> _Task description_
In the material below, find each line with the word "labels" and list it.

> _Data to use_
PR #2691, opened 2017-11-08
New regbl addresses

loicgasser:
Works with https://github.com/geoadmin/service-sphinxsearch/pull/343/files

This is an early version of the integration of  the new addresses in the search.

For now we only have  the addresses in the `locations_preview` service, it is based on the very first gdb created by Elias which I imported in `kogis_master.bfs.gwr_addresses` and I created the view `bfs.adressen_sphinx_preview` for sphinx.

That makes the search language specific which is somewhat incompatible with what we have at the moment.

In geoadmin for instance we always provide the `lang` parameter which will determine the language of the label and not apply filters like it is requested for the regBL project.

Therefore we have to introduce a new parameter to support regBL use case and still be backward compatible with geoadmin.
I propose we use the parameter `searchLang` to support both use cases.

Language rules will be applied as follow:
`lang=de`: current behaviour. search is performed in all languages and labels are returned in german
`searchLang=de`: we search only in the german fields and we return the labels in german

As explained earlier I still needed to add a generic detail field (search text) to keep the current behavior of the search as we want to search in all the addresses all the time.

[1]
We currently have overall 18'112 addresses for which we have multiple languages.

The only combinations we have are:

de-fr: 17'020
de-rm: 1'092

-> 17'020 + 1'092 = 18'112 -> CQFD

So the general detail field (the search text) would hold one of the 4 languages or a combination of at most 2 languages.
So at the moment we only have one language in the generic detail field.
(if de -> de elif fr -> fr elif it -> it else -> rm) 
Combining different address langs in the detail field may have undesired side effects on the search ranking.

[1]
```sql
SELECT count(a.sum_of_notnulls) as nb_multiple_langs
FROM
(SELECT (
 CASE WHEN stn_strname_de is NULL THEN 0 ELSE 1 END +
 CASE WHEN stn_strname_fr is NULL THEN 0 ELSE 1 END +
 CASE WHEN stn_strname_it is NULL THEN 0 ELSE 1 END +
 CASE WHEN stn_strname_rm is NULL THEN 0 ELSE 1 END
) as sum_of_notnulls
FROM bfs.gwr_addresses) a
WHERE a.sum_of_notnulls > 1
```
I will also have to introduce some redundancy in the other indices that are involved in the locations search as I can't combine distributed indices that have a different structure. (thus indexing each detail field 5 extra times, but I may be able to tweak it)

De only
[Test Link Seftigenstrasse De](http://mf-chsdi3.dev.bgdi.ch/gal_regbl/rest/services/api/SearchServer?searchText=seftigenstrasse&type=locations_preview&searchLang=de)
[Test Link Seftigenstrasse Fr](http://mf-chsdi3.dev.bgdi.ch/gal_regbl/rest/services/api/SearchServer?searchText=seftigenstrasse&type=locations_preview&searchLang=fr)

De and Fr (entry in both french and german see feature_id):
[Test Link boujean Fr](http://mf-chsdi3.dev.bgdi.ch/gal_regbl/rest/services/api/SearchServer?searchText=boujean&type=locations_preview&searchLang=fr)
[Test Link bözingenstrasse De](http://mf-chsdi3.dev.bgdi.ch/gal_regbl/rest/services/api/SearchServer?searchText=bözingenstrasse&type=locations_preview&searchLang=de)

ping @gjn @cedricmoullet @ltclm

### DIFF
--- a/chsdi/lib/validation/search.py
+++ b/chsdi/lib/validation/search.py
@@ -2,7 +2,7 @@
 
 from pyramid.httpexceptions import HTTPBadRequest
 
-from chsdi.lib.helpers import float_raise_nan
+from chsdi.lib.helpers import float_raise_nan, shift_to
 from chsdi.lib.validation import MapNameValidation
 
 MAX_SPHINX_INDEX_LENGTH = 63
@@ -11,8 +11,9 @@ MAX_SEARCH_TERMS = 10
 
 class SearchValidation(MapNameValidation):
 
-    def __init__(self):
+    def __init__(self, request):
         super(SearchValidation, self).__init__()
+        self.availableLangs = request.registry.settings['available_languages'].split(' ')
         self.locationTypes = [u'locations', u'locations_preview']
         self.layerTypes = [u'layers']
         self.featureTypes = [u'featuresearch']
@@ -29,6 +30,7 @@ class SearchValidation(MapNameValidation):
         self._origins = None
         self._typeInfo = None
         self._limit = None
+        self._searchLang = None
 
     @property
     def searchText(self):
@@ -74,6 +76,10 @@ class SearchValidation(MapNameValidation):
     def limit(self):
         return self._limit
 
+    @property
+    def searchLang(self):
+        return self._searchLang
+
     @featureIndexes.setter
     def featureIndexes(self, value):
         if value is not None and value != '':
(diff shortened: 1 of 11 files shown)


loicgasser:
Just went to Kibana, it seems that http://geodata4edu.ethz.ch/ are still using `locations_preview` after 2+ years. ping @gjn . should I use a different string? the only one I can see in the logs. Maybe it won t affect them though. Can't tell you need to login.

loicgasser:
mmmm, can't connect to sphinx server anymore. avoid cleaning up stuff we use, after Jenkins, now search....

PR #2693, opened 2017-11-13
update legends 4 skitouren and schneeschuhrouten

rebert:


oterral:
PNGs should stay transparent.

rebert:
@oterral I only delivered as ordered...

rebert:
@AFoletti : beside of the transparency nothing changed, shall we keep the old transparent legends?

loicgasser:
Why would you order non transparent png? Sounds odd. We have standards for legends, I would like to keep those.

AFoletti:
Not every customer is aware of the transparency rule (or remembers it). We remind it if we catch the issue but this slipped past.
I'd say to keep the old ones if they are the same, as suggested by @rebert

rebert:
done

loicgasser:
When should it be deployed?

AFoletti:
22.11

> _The completed task_
`lang=de`: current behaviour. search is performed in all languages and labels are returned in german
`searchLang=de`: we search only in the german fields and we return the labels in german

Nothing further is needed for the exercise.